Hello Aussie Traders,

Which Futures are trending well and are liquid and best suitable to trade during normal Australian RTH hours?

I like NQ, YM but I can not stay up all night to trade on the US RTH.
What is your experience with Hang Seng, Nikkei etc and what are the symbols for the Futures you would recommend me?

Thank you so much for your advice!
I am using the Ninjatrader platform and IB as my broker.

Cheers,
Warcious


----------



## CanOz (21 June 2017)

hang seng if you like faster markets, either the HSI or the HHI.


----------



## fiftyeight (21 June 2017)

Unfortunately welcome to a very frustrating journey of either **** or expensive or unavailable data!!!


----------



## warcious (22 June 2017)

CanOz said:


> hang seng if you like faster markets, either the HSI or the HHI.





CanOz said:


> hang seng if you like faster markets, either the HSI or the HHI.
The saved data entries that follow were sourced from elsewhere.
PR #1241, opened 2024-09-27
fix(ci): buildtools handle helm chart app version change

emosbaugh:

[Seaweedfs](https://artifacthub.io/packages/helm/seaweedfs/seaweedfs) changed their app version in the helm chart without changing the helm chart version. This does not play well with our shrinkwrapped releases and now we have cves in the seaweed image.

https://github.com/replicatedhq/embedded-cluster/actions/runs/11060070387/job/30733862137

Right now im just warning but i think we need to handle this somehow.

```
WARN[0004] dst tag exists but app versions do not match (src: 3.73, dst: 3.71) 
```

```release-note

```

### DIFF
--- a/cmd/buildtools/utils.go
+++ b/cmd/buildtools/utils.go
@@ -23,6 +23,7 @@ import (
 	"github.com/replicatedhq/embedded-cluster/pkg/helm"
 	"github.com/replicatedhq/embedded-cluster/pkg/release"
 	"github.com/sirupsen/logrus"
+	"helm.sh/helm/v3/pkg/chart"
 	"helm.sh/helm/v3/pkg/repo"
 )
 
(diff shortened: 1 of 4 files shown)


cmd/buildtools/utils.go
```diff
@@ -475,13 +491,17 @@ func MirrorChart(repo *repo.Entry, name, ver string) error {
...
 	if err != nil && !strings.HasSuffix(err.Error(), "not found") {
 		return fmt.Errorf("verify tag exists: %w", err)
 	} else if err == nil {
-		os.Remove(tmpf)
-		logrus.Warnf("cowardly refusing to override dst (tag %s already exist)", ver)
+		if srcMeta.AppVersion == dstMeta.AppVersion {
+			logrus.Infof("cowardly refusing to override dst (tag %s already exist)", ver)
+			return nil
+		}
+		logrus.Warnf("dst tag exists but app versions do not match (src: %s, dst: %s)", srcMeta.AppVersion, dstMeta.AppVersion)
```
sgalsaleh, line 504: shouldn't the idea be to push in this case? why is there a return statement?

emosbaugh: doesnt that defeat the purpose of shrinkwrapping?

sgalsaleh (approved):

Thanks, which datafeed would you recommend?
I am using the Ninjatrader platform, so would need my external datafeed.
Do you know their commissions?


----------



## warcious (22 June 2017)

fiftyeight said:


> Unfortunately welcome to a very frustrating journey of either **** or expensive or unavailable data!!!



Is it really that bad?
Tell me about your experience, which platform are you using?


----------



## warcious (22 June 2017)

CanOz said:


> hang seng if you like faster markets, either the HSI or the HHI.




What do you think about the following Future contracts in terms of volume, liquidity and trending during Australian trading hours?

My trading account is also not that huge, so I should be looking at the initial, maintenance and intra-day margin as well.

NK (Nikkei 225in Yen), SGX exchange
NU (Nikkei 225 in USD), SGX exchange
JNM (mini Nikkei), OSE exchange
SPI ( SPI 200 index), SNFE/ASX exchange
HSI (Hang Seng), HKFE exchange
MHI (mini Hang Seng), HKFE exchange
CN (FTSE China A50), SGX exchange


----------



## warcious (29 June 2017)

Unfortunately I can not trade these instruments with Ninjatrader.


----------



## CanOz (29 June 2017)

You can, using interactive brokers data. It's not the greatest, but it depends on your method. TH found it OK.


----------